ABOUT THIS EXERCISE
The job is to find each line of the records below that includes the word "asserts" and copy it.

WORKING DATA
PR #3902, opened 2024-06-19
feat(e2e): Enable Replay for E2E tests

krystofwoldrich:

- [x] Enhancement

## :scroll: Description

This PR enables replays for RN E2E tests.

This should ensure we have the latest state of RN Replay available in Sentry.

e2e tests


krystofwoldrich:
Just enabling replay for e2e test is not enough, the test end before segment is uploaded.

Note: Currently we don't have a way to wait for Replay flush.

PR #5611, opened 2026-02-03
iOS UI Profiling

alwx:
## :loudspeaker: Type of change

- [ ] Bugfix
- [ ] New feature
- [x] Enhancement
- [ ] Refactoring

## :scroll: Description

Added missing support for UI profiling on iOS.

## :bulb: Motivation and Context
Fixes https://github.com/getsentry/sentry-react-native/issues/5517

## :pencil: Checklist

- [x] I added tests to verify changes — **or rather updated the existing Android tests**
- [ ] No new PII added or SDK only sends newly added PII if `sendDefaultPII` is enabled
- [ ] I updated the docs if needed.
- [ ] I updated the wizard if needed.
- [x] All tests passing
- [x] No breaking changes

## :crystal_ball: Next steps
Merge it and enjoy!

PR #5582, opened 2026-01-26
feat: v8: Capture app start errors before JS

antonis:
## :loudspeaker: Type of change
<!--- Put an `x` in the boxes that apply -->
- [ ] Bugfix
- [x] New feature
- [ ] Enhancement
- [ ] Refactoring

## :scroll: Description
<!--- Describe your changes in detail -->
Follow up to https://github.com/getsentry/sentry-react-native/pull/4472 (v6) > https://github.com/getsentry/sentry-react-native/pull/5470 (v7) targeting v8 https://github.com/getsentry/sentry-react-native/pull/5501

- Capture App Start errors and crashes by initializing Sentry from `sentry.options.json` ([#4472](https://github.com/getsentry/sentry-react-native/pull/4472))

  Create `sentry.options.json` in the React Native project root and set options the same as you currently have in `Sentry.init` in JS.

  ```json
  {
      "dsn": "https://key@example.io/value",
  }
  ```

  Initialize Sentry on the native layers by newly provided native methods.

  ```kotlin
  import io.sentry.react.RNSentrySDK

  class MainApplication : Application(), ReactApplication {
      override fun onCreate() {
          super.onCreate()
          RNSentrySDK.init(this)
      }
  }
  ```

  ```obj-c
  #import <RNSentry/RNSentry.h>

  @implementation AppDelegate
  - (BOOL)application:(UIApplication *)application
      didFinishLaunchingWithOptions:(NSDictionary *)launchOptions
  {
      [RNSentrySDK start];
      return [super application:application didFinishLaunchingWithOptions:launchOptions];
  }
  @end
  ```

- Add RNSentrySDK APIs support to @sentry/react-native/expo plugin ([#4633](https://github.com/getsentry/sentry-react-native/pull/4633))
  - Adds `useNativeInit` option to automatically initialize Sentry natively before JavaScript loads, enabling capture of app start errors
  ```json
  {
    "expo": {
      "plugins": [
        [
          "@sentry/react-native/expo",
          {
            "useNativeInit": true
          }
        ]
      ]
    }
  }
  ```

### Changes

- Load `optionsFile` into the JS bundle during Metro bundle process ([#4476](https://github.com/getsentry/sentry-react-native/pull/4476))
- Add experimental version of `startWithConfigureOptions` for Apple platforms ([#4444](https://github.com/getsentry/sentry-react-native/pull/4444))
[...]

PR #6012, opened 2026-04-17
fix(profiling): iOS UI profiling on v8

antonis:
- [x] Bugfix

## :scroll: Description

`RNSentryStart.createOptionsWithDictionary` — the live iOS init path reached from `Sentry.init()` via `initNativeSdk` — does not read `_experiments.profilingOptions`. The JS wrapper packs `profilingOptions` into `_experiments.profilingOptions` (`wrapper.ts:306-312`) and sends it across the bridge, but on iOS the dictionary is handed to Sentry Cocoa without the `configureProfiling` callback being installed. `profileSessionSampleRate`, `lifecycle`, and `startOnAppStart` are silently dropped.

The handling exists in `SentrySDKWrapper.createOptionsWithDictionary` (ios/SentrySDKWrapper.m:103-116), but that method hasn't been part of `initNativeSdk`'s call path since #5582 moved init to `RNSentryStart`. #5611 then added the profiling block to `SentrySDKWrapper` (the already-bypassed file) a week later, so the feature has never reached Cocoa through the JS init path in any v8 release.

This PR ports the `_experiments.profilingOptions` handling to `RNSentryStart.createOptionsWithDictionary` and adds XCTest coverage — including one test against `startWithOptions` so the full entry point used by `initNativeSdk` stays pinned. The positive tests invoke the installed callback on a probe `SentryProfileOptions` and assert `sessionSampleRate`, `lifecycle`, and `profileAppStarts` all land correctly, so a future incomplete callback regresses loudly.

Scope is intentionally narrow. The same dead `SentrySDKWrapper` options surface also contains `_experiments.enableUnhandledCPPExceptionsV2` handling that is unreached in the same way — that should be ported in a follow-up. (Top-level `enableLogs` in `SentrySDKWrapper` is redundant, not broken: Cocoa's `SentryOptionsInternal.m:96` already maps it from the raw dictionary.) Cleaning up the dead `SentrySDKWrapper.createOptionsWithDictionary` / `setupWithDictionary` (and their tests) is also a good follow-up — the reason this bug shipped is precisely that those dead-code tests kept passing.

iOS UI profiling is documented as available for React Native (https://docs.sentry.io/platforms/react-native/profiling/#ui-profiling-experimental), but no `profilingOptions` set through JS `Sentry.init({ _experiments: { profilingOptions: { ... } } })` actually takes effect on iOS in any 8.x release. Users cannot opt into UI profiling via the documented path.

- Added four XCTest cases under `#pragma mark - RNSentryStart Tests`:
  - `testStartWithDictionaryInstallsConfigureProfilingFromExperimentsProfilingOptions` — pins the full `startWithOptions` entry point used by `initNativeSdk`; invokes the installed callback on a probe and asserts all three fields land.
  - `testStartCreateOptionsWithDictionaryProfilingOptionsInstallsConfigureProfiling` — unit test for the ported block; invokes the callback on a probe and asserts all three fields.
  - `testStartCreateOptionsWithDictionaryProfilingOptionsMissingDoesNotInstallConfigureProfiling` + `…EmptyExperimentsDoesNotInstall…` — negative cases.
- All new tests are guarded by `#if SENTRY_TARGET_PROFILING_SUPPORTED` matching the implementation in `RNSentryExperimentalOptions.m`.
- Locally: `yarn build`, `yarn test` (210 passing), `yarn circularDepCheck`, `./scripts/clang-format.sh lint`, `yarn lint:android`, `yarn lint:kotlin` all clean. `yarn lint:oxlint` has 2 pre-existing errors in `sentryExpoNativeCheck.ts` (unrelated; present on main). Full Cocoa XCTest run relies on CI's simulator.

## :pencil: Checklist
- [x] All tests passing
- [x] No breaking changes

## :crystal_ball: Next steps

- Follow-up: port `_experiments.enableUnhandledCPPExceptionsV2` handling from `SentrySDKWrapper` to `RNSentryStart` (same dead-code issue). https://github.com/getsentry/sentry-react-native/pull/6014
- https://github.com/getsentry/sentry-react-native/issues/6016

ANSWER TO THE PROBLEM
  - `testStartWithDictionaryInstallsConfigureProfilingFromExperimentsProfilingOptions` — pins the full `startWithOptions` entry point used by `initNativeSdk`; invokes the installed callback on a probe and asserts all three fields land.
  - `testStartCreateOptionsWithDictionaryProfilingOptionsInstallsConfigureProfiling` — unit test for the ported block; invokes the callback on a probe and asserts all three fields.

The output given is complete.